◆ PROBLEM TO WORK ON ◆
Copies of all lines containing the string "manage" are needed from the data below.

◆ THE INPUT ◆

**********

PR #446, opened 2017-12-19
Bugfixes mat fab btn on edit course content

aeimer:
## Description:
Makes the mat fab btn have more space on course edit.

------

### DIFF
--- a/app/webFrontend/src/app/course/course-edit/course-manage-content/course-manage-content.component.html
+++ b/app/webFrontend/src/app/course/course-edit/course-manage-content/course-manage-content.component.html
@@ -104,6 +104,8 @@
                     actionLabel="Add"></app-lecture-form>
 </div>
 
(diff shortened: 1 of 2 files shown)


aeimer:
@felixbrucker please check if this bug needs to be fixed or if it disappeared with your new course edit routing. 

Please give feedback to this pr :)

felixbrucker:
The new routing will not change this, so you are encouraged to merge this

lukaskorte:
This kind of "spacer" div is not good style. This looks like it can be solved using pure CSS.

Also the PR does not clearly state the issue that it is trying to solve.

aeimer:
There was no issue, @grosspersky handed the issue to me.

The Problem here was that the tab-content has overflow hidden. And even with a high z-index I was not able to move the button further to the bottom. So I had to add that spacer div. I know it is hacky, but it works...

PR #1206, opened 2023-03-26
added list methods clear, extend and pop

sydow:


sydow:
This adds list methods clear, extend and pop.

Methods index, count, remove and sort are *not* added since they place requirements on element type A (to implement Eq for three first, Ord for sort). We need to discuss how to handle this.

DestyNova:
Would it be possible to do a release with this change? `pop` is pretty handy!

plajjan:
Yes of course, we could cut a new release. There are some regressions in main compared to 0.14.2 but overall it's probably better. Still very early in the life of Acton as I'm sure you can appreciate.

I'm deadly curious what you are doing with Acton and how you found it? :)

DestyNova:
> Yes of course, we could cut a new release. There are some regressions in main compared to 0.14.2 but overall it's probably better. Still very early in the life of Acton as I'm sure you can appreciate.
> 
> I'm deadly curious what you are doing with Acton and how you found it? :)

I found it on [this fun benchmarking page](https://programming-language-benchmarks.vercel.app/acton) and thought it looked quite elegant, with a tiny bit of Elixir vibes (the distributed coordination RTS thing, not so much the language). Figured I'd find out more about it by trying to port a Python benchmark implementation to Acton, rather than actually reading the docs first 😃

plajjan:
@DestyNova v0.15.0 is built and released. The Homebrew build has failed for some reason, I guess that semi-automagic CI config has just broken down over time as it tends to do *sigh*

DestyNova:
Thanks @plajjan -- I was able to install the new release from the apt repo and it works fine on the minimised tutorial example I started with:
```python
actor main(env):
    l = ["foo", "foo"]
    print("Pop first item:", l.pop(0))
    await async env.exit(0)
```

plajjan:
@DestyNova note how there is a .Deb automatically built for tip releases as well (from main branch) so on debian you can just install that. We aim for an always working main branch so latest is pretty much the greatest! :)

PR #1211, opened 2023-03-27
added function sorted using timsort implementation from libxml2

sydow:
Don't know about licence issues for builtin/timsort.c

Note that this is not complete timsort; no galloping.

### DIFF
--- a/builtin/builtin.c
+++ b/builtin/builtin.c
@@ -37,6 +37,7 @@
 #include "Iterator.c"
 #include "slice.c"
 #include "hash.c"
+#include "timsort.c"
 #include "list.c"
 #include "dict.c"
 #include "str.c"
--- a/builtin/builtin_functions.c
+++ b/builtin/builtin_functions.c
@@ -237,7 +237,10 @@ $WORD B_min(B_Ord wit, B_Iterable wit2, $WORD iter, $WORD deflt) {
 }
  
 B_list B_sorted(B_Ord wit, B_Iterable wit2, $WORD iter) {
-    return NULL;
+    B_CollectionD_SequenceD_list w = B_CollectionD_SequenceD_listG_witness;
+    B_list res = w->$class->__fromiter__(w, wit2, iter);
+    B_tim_sort(wit, res->data, res->length);
+    return res;
 }
 
 // sum /////////////////////////////////////////////////////////////////////////////////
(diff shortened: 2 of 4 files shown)


plajjan:
Gosh, that was quick. Yer a wizzard Björn

I asked ChatGPT about galloping and it tells me that timsort without galloping still returns correct results, just slower. Cool cool! Nice work :smiley: 

Me:
> Is a timsort without galloping a complete implementation? What does galloping mean? Will it still return correct results and just be slower or will the lack of galloping mean it returns incorrect results?

ChatGPT:
> Timsort is a sorting algorithm that is designed to perform well on many kinds of real-world data, and it is widely used in many programming languages and libraries. Galloping is a technique used in Timsort to accelerate the sorting process by searching for a subsequence of elements in the input array that is already sorted, and then using binary search to find the correct position for the next element to be inserted.
> 
> While a Timsort implementation without galloping is technically complete, it may not perform as well as a version that includes galloping. Without galloping, the algorithm would still return correct results, but it may be slower on certain types of input data, especially when the input array is partially sorted or nearly sorted.
> 
> In general, galloping is a useful optimization for Timsort because it allows the algorithm to take advantage of existing order in the input data, reducing the number of comparisons needed to sort the array. However, it is possible to implement Timsort without galloping and still have correct results. The performance tradeoff between a Timsort implementation with and without galloping will depend on the characteristics of the input data, and it may be worth experimenting with both versions to determine which works best for a given use case.

sydow:
Hej!

ChatGPT is fascinating…

Yes, galloping is just an optimisation. TimSort is a variant of mergesort, so a central subroutine is to merge two already sorted subarrays to a longer subarray. This is simple: you just keep track of a position in each array and compare the values there. The smaller of the two values is moved to the result array and the corresponding position moved forward one step. So you move just one element for each comparison. A not uncommon situation in practice is that e.g. all the elements in the left subarray are smaller than the smallest  element in the right one. Then it is a pity to just move one element at a time. So you keep track of if the moved element comes from the left or the right. After, say, 10 elements in a row from the left you start galloping, i.e. moving the position to the left several steps in one go. If you arrive at an element which is still smaller than the current element to the right, you can now move several elements from the left to the result array. If not, you were unlucky and must go back. As long as galloping is successful you take longer and longer steps...

Björn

**********

◆ ANSWER BOX ◆
--- a/app/webFrontend/src/app/course/course-edit/course-manage-content/course-manage-content.component.html
+++ b/app/webFrontend/src/app/course/course-edit/course-manage-content/course-manage-content.component.html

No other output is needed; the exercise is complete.